Amazon CodeGuru is a developer tool that provides intelligent recommendations to improve code quality and identify an application’s most expensive lines of code. CodeGuru Reviewer analyzes existing code bases in the repository, identifies hard-to-find bugs and critical issues with high accuracy, provides intelligent suggestions on how to remediate them, and creates a baseline for successive code reviews.

• An ML-powered service for automated code reviews and application performance recommendations
• Provides two functionalities
• CodeGuru Reviewer: automated code reviews for static code analysis (development) – Amazon CodeGuru provides intelligent recommendations to improve code quality and identify an application’s most expensive lines of code.
• CodeGuru Profiler: visibility/recommendations about application performance during runtime (production)

• Identify critical issues, security vulnerabilities, and hard-to-find bugs
• Example: standard coding best practices, resource leaks, security detection, input validation
• Uses Machine Learning and automated reasoning
• Hard-learned lessons across millions of code reviews on 1000s of open-source and Amazon repositories
• Supports Java and Python
• Integrates with GitHub, Bitbucket, and AWS CodeCommit

AWS Service Health Dashboard

The AWS Health Dashboard is the single place to learn about the availability and operations of AWS services. You can view the overall status of AWS services, and you can sign in to view personalized communications about your particular AWS account or organization.

AWS Personal Health Dashboard

AWS Personal Health Dashboard provides a personalized view into the performance and availability of the AWS services you are using, as well as alerts automatically triggered by changes in the health of those services.

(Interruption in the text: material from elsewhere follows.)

PR #180, opened 2016-02-22
added package.json for npmjs.com

### LINKED ISSUE #179: Add Hack to npmjs.com?
Hey, I am not sure you might be interested in this, but if Hack was available from `npmjs.com` people would be able to include it in their `package.json` as a dependency and have it automatically in their Javascript apps.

• AWS Personal Health Dashboard provides alerts and remediation guidance when AWS is experiencing events that may impact you.
• While the Service Health Dashboard displays the general status of AWS services, Personal Health Dashboard gives you a personalized view of the performance and availability of the AWS services underlying your AWS resources.
• The dashboard displays relevant and timely information to help you manage events in progress and provides proactive notification to help you plan for scheduled activities.